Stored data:

::::::::

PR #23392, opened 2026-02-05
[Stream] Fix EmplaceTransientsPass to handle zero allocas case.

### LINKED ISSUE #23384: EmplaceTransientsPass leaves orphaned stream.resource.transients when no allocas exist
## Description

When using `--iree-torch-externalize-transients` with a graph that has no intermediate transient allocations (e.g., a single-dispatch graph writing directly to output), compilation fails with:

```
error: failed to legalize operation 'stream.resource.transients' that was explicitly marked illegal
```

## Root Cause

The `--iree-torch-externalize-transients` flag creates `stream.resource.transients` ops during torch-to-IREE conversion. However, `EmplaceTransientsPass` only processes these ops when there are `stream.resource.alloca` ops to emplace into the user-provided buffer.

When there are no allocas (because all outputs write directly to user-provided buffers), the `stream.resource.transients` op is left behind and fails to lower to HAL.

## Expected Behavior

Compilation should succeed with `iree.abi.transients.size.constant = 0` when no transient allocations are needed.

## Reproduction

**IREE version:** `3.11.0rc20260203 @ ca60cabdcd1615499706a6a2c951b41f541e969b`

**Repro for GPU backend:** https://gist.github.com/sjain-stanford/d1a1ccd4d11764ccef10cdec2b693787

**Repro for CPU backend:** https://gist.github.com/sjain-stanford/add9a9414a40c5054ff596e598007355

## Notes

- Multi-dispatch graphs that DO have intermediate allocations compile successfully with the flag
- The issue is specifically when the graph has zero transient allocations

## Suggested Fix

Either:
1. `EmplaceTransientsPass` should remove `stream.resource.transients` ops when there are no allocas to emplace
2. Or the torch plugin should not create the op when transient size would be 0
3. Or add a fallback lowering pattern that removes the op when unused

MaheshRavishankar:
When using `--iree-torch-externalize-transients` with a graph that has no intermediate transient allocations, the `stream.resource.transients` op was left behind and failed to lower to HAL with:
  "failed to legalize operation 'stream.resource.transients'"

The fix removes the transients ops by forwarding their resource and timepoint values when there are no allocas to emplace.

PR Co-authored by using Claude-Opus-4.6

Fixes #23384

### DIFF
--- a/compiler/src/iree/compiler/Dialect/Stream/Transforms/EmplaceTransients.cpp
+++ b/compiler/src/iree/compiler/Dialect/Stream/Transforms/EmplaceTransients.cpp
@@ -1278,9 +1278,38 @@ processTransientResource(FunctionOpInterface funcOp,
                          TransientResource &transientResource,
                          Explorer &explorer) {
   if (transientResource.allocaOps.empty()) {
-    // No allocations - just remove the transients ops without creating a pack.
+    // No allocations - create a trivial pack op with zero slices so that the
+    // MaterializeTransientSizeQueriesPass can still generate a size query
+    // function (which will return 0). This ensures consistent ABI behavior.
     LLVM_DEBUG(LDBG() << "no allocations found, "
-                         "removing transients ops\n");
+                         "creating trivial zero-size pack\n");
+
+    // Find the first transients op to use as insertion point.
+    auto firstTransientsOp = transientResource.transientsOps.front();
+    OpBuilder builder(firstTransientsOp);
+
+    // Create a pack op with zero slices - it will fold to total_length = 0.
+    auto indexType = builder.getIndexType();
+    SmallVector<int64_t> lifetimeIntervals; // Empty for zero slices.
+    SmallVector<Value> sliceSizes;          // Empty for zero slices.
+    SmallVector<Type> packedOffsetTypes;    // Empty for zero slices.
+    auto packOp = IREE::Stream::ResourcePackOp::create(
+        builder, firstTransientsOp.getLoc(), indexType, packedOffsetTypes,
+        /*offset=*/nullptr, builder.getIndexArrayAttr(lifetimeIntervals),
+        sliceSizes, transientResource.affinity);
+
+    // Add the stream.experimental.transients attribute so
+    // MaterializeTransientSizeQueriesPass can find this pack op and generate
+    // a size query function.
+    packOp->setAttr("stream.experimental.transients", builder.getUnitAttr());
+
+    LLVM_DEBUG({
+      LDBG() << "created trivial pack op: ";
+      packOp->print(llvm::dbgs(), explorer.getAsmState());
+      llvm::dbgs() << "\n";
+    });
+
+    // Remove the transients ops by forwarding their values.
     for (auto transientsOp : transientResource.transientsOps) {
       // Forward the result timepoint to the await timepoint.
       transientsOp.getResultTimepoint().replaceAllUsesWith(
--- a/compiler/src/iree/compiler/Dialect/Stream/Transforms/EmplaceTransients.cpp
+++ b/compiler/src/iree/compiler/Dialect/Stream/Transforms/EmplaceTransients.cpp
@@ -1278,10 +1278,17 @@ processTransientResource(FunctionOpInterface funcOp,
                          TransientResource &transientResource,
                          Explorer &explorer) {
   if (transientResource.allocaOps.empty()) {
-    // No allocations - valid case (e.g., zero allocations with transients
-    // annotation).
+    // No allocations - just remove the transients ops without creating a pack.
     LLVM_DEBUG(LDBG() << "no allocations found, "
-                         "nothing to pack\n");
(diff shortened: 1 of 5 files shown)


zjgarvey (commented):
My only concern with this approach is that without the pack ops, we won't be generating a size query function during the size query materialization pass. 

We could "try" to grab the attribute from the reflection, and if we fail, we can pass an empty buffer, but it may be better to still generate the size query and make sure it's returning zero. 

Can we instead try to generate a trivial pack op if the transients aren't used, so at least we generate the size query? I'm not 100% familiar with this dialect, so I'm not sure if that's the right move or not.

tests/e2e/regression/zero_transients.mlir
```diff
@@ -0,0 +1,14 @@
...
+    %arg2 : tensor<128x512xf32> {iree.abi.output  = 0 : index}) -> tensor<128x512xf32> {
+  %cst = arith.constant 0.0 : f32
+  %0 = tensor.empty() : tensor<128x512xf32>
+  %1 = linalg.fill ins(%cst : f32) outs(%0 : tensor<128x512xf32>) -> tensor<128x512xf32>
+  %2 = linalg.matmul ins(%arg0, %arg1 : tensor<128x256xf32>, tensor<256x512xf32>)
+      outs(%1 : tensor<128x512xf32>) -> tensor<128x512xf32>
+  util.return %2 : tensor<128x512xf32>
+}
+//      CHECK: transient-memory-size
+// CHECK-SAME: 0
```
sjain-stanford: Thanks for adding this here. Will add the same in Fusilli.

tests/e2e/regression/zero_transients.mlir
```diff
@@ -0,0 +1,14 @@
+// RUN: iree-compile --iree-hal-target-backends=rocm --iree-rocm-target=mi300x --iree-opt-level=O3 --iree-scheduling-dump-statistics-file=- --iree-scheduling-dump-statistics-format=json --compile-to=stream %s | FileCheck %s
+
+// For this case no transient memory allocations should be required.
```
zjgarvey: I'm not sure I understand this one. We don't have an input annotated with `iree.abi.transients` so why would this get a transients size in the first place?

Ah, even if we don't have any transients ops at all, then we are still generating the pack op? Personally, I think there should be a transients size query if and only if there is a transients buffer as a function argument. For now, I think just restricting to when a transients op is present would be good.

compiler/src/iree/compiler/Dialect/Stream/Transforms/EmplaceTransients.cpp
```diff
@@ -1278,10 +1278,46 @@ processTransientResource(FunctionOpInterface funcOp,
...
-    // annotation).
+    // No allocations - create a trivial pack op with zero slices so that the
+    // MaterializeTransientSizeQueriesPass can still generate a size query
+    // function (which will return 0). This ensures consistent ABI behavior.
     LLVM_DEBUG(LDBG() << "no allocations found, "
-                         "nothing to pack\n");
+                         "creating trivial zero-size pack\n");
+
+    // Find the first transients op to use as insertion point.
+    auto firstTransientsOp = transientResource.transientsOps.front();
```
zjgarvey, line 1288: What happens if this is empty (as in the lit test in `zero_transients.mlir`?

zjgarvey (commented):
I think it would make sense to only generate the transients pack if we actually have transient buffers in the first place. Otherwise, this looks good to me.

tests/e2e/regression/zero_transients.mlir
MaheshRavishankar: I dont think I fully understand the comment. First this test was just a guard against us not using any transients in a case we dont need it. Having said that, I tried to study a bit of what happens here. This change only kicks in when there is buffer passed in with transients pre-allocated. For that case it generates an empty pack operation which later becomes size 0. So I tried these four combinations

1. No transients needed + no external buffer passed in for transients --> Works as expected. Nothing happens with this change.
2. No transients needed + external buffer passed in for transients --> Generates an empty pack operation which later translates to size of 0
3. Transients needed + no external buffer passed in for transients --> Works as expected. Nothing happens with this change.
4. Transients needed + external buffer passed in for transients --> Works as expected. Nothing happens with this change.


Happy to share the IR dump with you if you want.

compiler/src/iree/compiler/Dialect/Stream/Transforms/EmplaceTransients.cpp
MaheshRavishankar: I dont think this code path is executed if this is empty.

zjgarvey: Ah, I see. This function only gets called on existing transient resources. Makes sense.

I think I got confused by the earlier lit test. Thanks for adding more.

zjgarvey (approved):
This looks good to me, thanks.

::::::::

● Problem to work on:
All lines above with "legalize" in them should be returned.

● Answer to this exercise:
error: failed to legalize operation 'stream.resource.transients' that was explicitly marked illegal
  "failed to legalize operation 'stream.resource.transients'"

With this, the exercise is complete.